PR #1080, opened 2018-01-04
Rename LXDInfo to lxd-info and MachineInfo to machine-info

krig:
@oalbrigt Hm, noticed that something isn't quite working with the CI: The agent name was typoed as LXCInfo in `doc/man/Makefile.am` but the CI check still passed. Will need to investigate.

### DIFF
--- a/.travis.yml
+++ b/.travis.yml
@@ -7,6 +7,7 @@ addons:
     #  - debian-sid
     packages:
       - libxml2-utils
+      - xsltproc
       - shellcheck
 script:
   - ./ci/build.sh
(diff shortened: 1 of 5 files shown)


oalbrigt:
Sounds like it doesnt catch errors during man-page creation for some reason.

krig:
Yeah, turns out it doesn't even do the manpage build on Travis.

```
checking for xsltproc... no
configure: WARNING: xsltproc not installed, unable to (re-)build manual pages
```

oalbrigt:
Great. It's now producing man-pages in the last CI-build.

krig:
Alright, I'll merge this :)

I noticed that the manpage generation for `redis` is broken though, so the error discovery isn't quite right. Will try to fix that in a separate PR.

────────────────────────────────────────

* [What is being asked]
Copy out the records once more, with nothing altered.

* [Answer area]
PR #1080, opened 2018-01-04
Rename LXDInfo to lxd-info and MachineInfo to machine-info

krig:
@oalbrigt Hm, noticed that something isn't quite working with the CI: The agent name was typoed as LXCInfo in `doc/man/Makefile.am` but the CI check still passed. Will need to investigate.

### DIFF
--- a/.travis.yml
+++ b/.travis.yml
@@ -7,6 +7,7 @@ addons:
     #  - debian-sid
     packages:
       - libxml2-utils
+      - xsltproc
       - shellcheck
 script:
   - ./ci/build.sh
(diff shortened: 1 of 5 files shown)


oalbrigt:
Sounds like it doesnt catch errors during man-page creation for some reason.

krig:
Yeah, turns out it doesn't even do the manpage build on Travis.

```
checking for xsltproc... no
configure: WARNING: xsltproc not installed, unable to (re-)build manual pages
```

oalbrigt:
Great. It's now producing man-pages in the last CI-build.

krig:
Alright, I'll merge this :)

I noticed that the manpage generation for `redis` is broken though, so the error discovery isn't quite right. Will try to fix that in a separate PR.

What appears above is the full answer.